**Task brief:** Exactly as they stand, the data below are to be printed again.

----------

PR #1943, opened 2024-05-17
fix(refresh-session): `forceRefreshSession` does not reset `storageSilentRenewRunning`

### LINKED ISSUE #1942: [Bug]: `forceRefreshSession` does not reset `storageSilentRenewRunning`
### Version

17.0.0

_No response_

When using `forceRefreshSession` it set `storageSilentRenewRunning` in the storage.

The problem is that when the refresh finish, the value is not reset, meaning that we can't re-use the `forceRefreshSession`.

Currently, when using `forceRefreshSession`, the only way that `storageSilentRenewRunning` is reset is to wait for the `periodicallyCheck` (https://github.com/damienbod/angular-auth-oidc-client/blob/main/projects/angular-auth-oidc-client/src/lib/callback/periodically-token-check.service.ts#L105).

This also mean that if we set `tokenRefreshInSeconds: 60`, we will have to wait a lot of time before being able to re-use `forceRefreshSession`.

I'm using this function to refresh the session when I update the user's profile. The `user` object in my app is constructed with the `userData` that I get from event `UserDataChanged`.

- https://github.com/damienbod/angular-auth-oidc-client/tree/main/projects/sample-code-flow-refresh-tokens
- set `tokenRefreshInSeconds: 60`
- trigger `forceRefreshSession`
- There will be a value for `storageSilentRenewRunning` in the storage
- Need to wait for the `periodicallyCheck` until this is reset

Once `forceRefreshSession` is called, it should call `resetSilentRenewRunning`.

### Additional context

I will provide a PR.

Yberion:
Hello,

This PR fixes #1942.

### DIFF
--- a/projects/angular-auth-oidc-client/src/lib/callback/refresh-session.service.ts
+++ b/projects/angular-auth-oidc-client/src/lib/callback/refresh-session.service.ts
@@ -8,8 +8,6 @@ import {
   timer,
 } from 'rxjs';
 import {
-  catchError,
-  finalize,
   map,
   mergeMap,
   retryWhen,
@@ -27,8 +25,6 @@ import { RefreshSessionIframeService } from '../iframe/refresh-session-iframe.se
 import { SilentRenewService } from '../iframe/silent-renew.service';
 import { LoggerService } from '../logging/logger.service';
 import { LoginResponse } from '../login/login-response';
-import { EventTypes } from '../public-events/event-types';
-import { PublicEventsService } from '../public-events/public-events.service';
 import { StoragePersistenceService } from '../storage/storage-persistence.service';
 import { UserService } from '../user-data/user.service';
 import { FlowHelper } from '../utils/flowHelper/flow-helper.service';
@@ -43,8 +39,6 @@ export class RefreshSessionService {
   private readonly flowsDataService = inject(FlowsDataService);
 
   private readonly loggerService = inject(LoggerService);
-
-  private readonly publicEventsService = inject(PublicEventsService);
 
   private readonly silentRenewService = inject(SilentRenewService);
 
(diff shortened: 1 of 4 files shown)


projects/angular-auth-oidc-client/src/lib/callback/refresh-session.service.ts
```diff
@@ -75,7 +82,21 @@ export class RefreshSessionService {
 
     this.persistCustomParams(extraCustomParams, config);
 
-    return this.forceRefreshSession(config, allConfigs, extraCustomParams);
+    // Best place ?
+    this.publicEventsService.fireEvent(EventTypes.ManualRenewStarted);
```
Yberion, line 86: Is it the best place?

projects/angular-auth-oidc-client/src/lib/callback/refresh-session.service.ts
```diff
@@ -143,6 +164,7 @@ export class RefreshSessionService {
               `forceRefreshSession timeout. Attempt #${currentAttempt}`
             );
 
+            // Still needed ?
             this.flowsDataService.resetSilentRenewRunning(config);
```
Yberion, line 168: Is it still needed there as we call it in the finalize line 95?

projects/angular-auth-oidc-client/src/lib/callback/refresh-session.service.ts
```diff
@@ -143,6 +164,7 @@ export class RefreshSessionService {
               `forceRefreshSession timeout. Attempt #${currentAttempt}`
             );
 
+            // Still needed ?
```
timdeschryver, line 167: What's the reasoning behind the new events?
I think it can also be solved by invoking `resetSilentRenewRunning` within the callback at https://github.com/damienbod/angular-auth-oidc-client/blob/main/projects/angular-auth-oidc-client/src/lib/callback/refresh-session.service.ts#L94. Similar to the current approach at https://github.com/damienbod/angular-auth-oidc-client/blob/main/projects/angular-auth-oidc-client/src/lib/callback/refresh-session.service.ts#L146

Yberion: Now that you ask me and after thinking a bit more, as `forceRefreshSession` returns an Observable, this is indeed useless to create those new events, as we can achieve the same right now.

I will remove the new events.

On why I put `resetSilentRenewRunning` line 95 in a `finalize` (`tap` when I'll remove the events), it's because I prefer to not duplicate logic, that's why I was wondering if the one line 167 was still needed, but I think it's not anymore.

But both are fine for me, as it will fix the issue anyway.

Any "preference"?

Yberion: Looking a bit more, I think, if we hit this line https://github.com/damienbod/angular-auth-oidc-client/blob/main/projects/angular-auth-oidc-client/src/lib/callback/refresh-session.service.ts#L138, we will face the same problem, not being able to re-use `forceRefreshSession` as `resetSilentRenewRunning ` will not be called

timdeschryver (approved):
From my point of view this change looks good 👍
Side note: if you force the refresh token very rapidly (when a request is already pending) then this results in an error "0-angularCodeRefreshTokens - no refresh token found, please login", but I think this behavior was already there and isn't caused by this change.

----------

**Solution:**
PR #1943, opened 2024-05-17
fix(refresh-session): `forceRefreshSession` does not reset `storageSilentRenewRunning`

### LINKED ISSUE #1942: [Bug]: `forceRefreshSession` does not reset `storageSilentRenewRunning`
### Version

17.0.0

_No response_

When using `forceRefreshSession` it set `storageSilentRenewRunning` in the storage.

The problem is that when the refresh finish, the value is not reset, meaning that we can't re-use the `forceRefreshSession`.

Currently, when using `forceRefreshSession`, the only way that `storageSilentRenewRunning` is reset is to wait for the `periodicallyCheck` (https://github.com/damienbod/angular-auth-oidc-client/blob/main/projects/angular-auth-oidc-client/src/lib/callback/periodically-token-check.service.ts#L105).

This also mean that if we set `tokenRefreshInSeconds: 60`, we will have to wait a lot of time before being able to re-use `forceRefreshSession`.

I'm using this function to refresh the session when I update the user's profile. The `user` object in my app is constructed with the `userData` that I get from event `UserDataChanged`.

- https://github.com/damienbod/angular-auth-oidc-client/tree/main/projects/sample-code-flow-refresh-tokens
- set `tokenRefreshInSeconds: 60`
- trigger `forceRefreshSession`
- There will be a value for `storageSilentRenewRunning` in the storage
- Need to wait for the `periodicallyCheck` until this is reset

Once `forceRefreshSession` is called, it should call `resetSilentRenewRunning`.

### Additional context

I will provide a PR.

Yberion:
Hello,

This PR fixes #1942.

### DIFF
--- a/projects/angular-auth-oidc-client/src/lib/callback/refresh-session.service.ts
+++ b/projects/angular-auth-oidc-client/src/lib/callback/refresh-session.service.ts
@@ -8,8 +8,6 @@ import {
   timer,
 } from 'rxjs';
 import {
-  catchError,
-  finalize,
   map,
   mergeMap,
   retryWhen,
@@ -27,8 +25,6 @@ import { RefreshSessionIframeService } from '../iframe/refresh-session-iframe.se
 import { SilentRenewService } from '../iframe/silent-renew.service';
 import { LoggerService } from '../logging/logger.service';
 import { LoginResponse } from '../login/login-response';
-import { EventTypes } from '../public-events/event-types';
-import { PublicEventsService } from '../public-events/public-events.service';
 import { StoragePersistenceService } from '../storage/storage-persistence.service';
 import { UserService } from '../user-data/user.service';
 import { FlowHelper } from '../utils/flowHelper/flow-helper.service';
@@ -43,8 +39,6 @@ export class RefreshSessionService {
   private readonly flowsDataService = inject(FlowsDataService);
 
   private readonly loggerService = inject(LoggerService);
-
-  private readonly publicEventsService = inject(PublicEventsService);
 
   private readonly silentRenewService = inject(SilentRenewService);
 
(diff shortened: 1 of 4 files shown)


projects/angular-auth-oidc-client/src/lib/callback/refresh-session.service.ts
```diff
@@ -75,7 +82,21 @@ export class RefreshSessionService {
 
     this.persistCustomParams(extraCustomParams, config);
 
-    return this.forceRefreshSession(config, allConfigs, extraCustomParams);
+    // Best place ?
+    this.publicEventsService.fireEvent(EventTypes.ManualRenewStarted);
```
Yberion, line 86: Is it the best place?

projects/angular-auth-oidc-client/src/lib/callback/refresh-session.service.ts
```diff
@@ -143,6 +164,7 @@ export class RefreshSessionService {
               `forceRefreshSession timeout. Attempt #${currentAttempt}`
             );
 
+            // Still needed ?
             this.flowsDataService.resetSilentRenewRunning(config);
```
Yberion, line 168: Is it still needed there as we call it in the finalize line 95?

projects/angular-auth-oidc-client/src/lib/callback/refresh-session.service.ts
```diff
@@ -143,6 +164,7 @@ export class RefreshSessionService {
               `forceRefreshSession timeout. Attempt #${currentAttempt}`
             );
 
+            // Still needed ?
```
timdeschryver, line 167: What's the reasoning behind the new events?
I think it can also be solved by invoking `resetSilentRenewRunning` within the callback at https://github.com/damienbod/angular-auth-oidc-client/blob/main/projects/angular-auth-oidc-client/src/lib/callback/refresh-session.service.ts#L94. Similar to the current approach at https://github.com/damienbod/angular-auth-oidc-client/blob/main/projects/angular-auth-oidc-client/src/lib/callback/refresh-session.service.ts#L146

Yberion: Now that you ask me and after thinking a bit more, as `forceRefreshSession` returns an Observable, this is indeed useless to create those new events, as we can achieve the same right now.

I will remove the new events.

On why I put `resetSilentRenewRunning` line 95 in a `finalize` (`tap` when I'll remove the events), it's because I prefer to not duplicate logic, that's why I was wondering if the one line 167 was still needed, but I think it's not anymore.

But both are fine for me, as it will fix the issue anyway.

Any "preference"?

Yberion: Looking a bit more, I think, if we hit this line https://github.com/damienbod/angular-auth-oidc-client/blob/main/projects/angular-auth-oidc-client/src/lib/callback/refresh-session.service.ts#L138, we will face the same problem, not being able to re-use `forceRefreshSession` as `resetSilentRenewRunning ` will not be called

timdeschryver (approved):
From my point of view this change looks good 👍
Side note: if you force the refresh token very rapidly (when a request is already pending) then this results in an error "0-angularCodeRefreshTokens - no refresh token found, please login", but I think this behavior was already there and isn't caused by this change.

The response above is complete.